(Extracted records Opens)

PR #1143, opened 2025-03-31
fix(gotrue): Handle empty error response

Vinzent03:

Bug fix

When receiving an error response, which doesn't contain any body, the decoding to json throws a `FormatException`. This is very misleading, because we shouldn't try to decode an empty response. This happened to me while doing some testing, but I do not exactly remember the reason for the error anymore.

## What is the new behavior?

Do not decode an empty response.

In addition, I added a `toString` for every subclass of `AuthException`.


grdsdev (approved):

dshukertjr (approved):
Nice! Thanks for this!

PR #1148, opened 2025-04-04
fix(gotrue): AuthException .toString method

TillJohanndeiter:

I was a little bit confused by the logs because the AuthException doesn't contain a variable `errorCode`.

The `toString` output is not aligned with the variable name

## What is the new behavior?

The `toString` output is aligned with the variable name

## Additional context

_None_


dshukertjr (approved):
Thanks for this!

PR #1162, opened 2025-05-02
ci: Run CI on all platforms

grdsdev:

Run CI on all available platforms, and verify examples builds.


dshukertjr (commented):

(Extracted records Closes)

Skip every line before the one containing "PR #1148, opened 2025-04-04". Retype that line and the rest through the last one exactly as they stand in the listing.

Problem solution
PR #1148, opened 2025-04-04
fix(gotrue): AuthException .toString method

TillJohanndeiter:

I was a little bit confused by the logs because the AuthException doesn't contain a variable `errorCode`.

The `toString` output is not aligned with the variable name

## What is the new behavior?

The `toString` output is aligned with the variable name

## Additional context

_None_


dshukertjr (approved):
Thanks for this!

PR #1162, opened 2025-05-02
ci: Run CI on all platforms

grdsdev:

Run CI on all available platforms, and verify examples builds.


dshukertjr (commented):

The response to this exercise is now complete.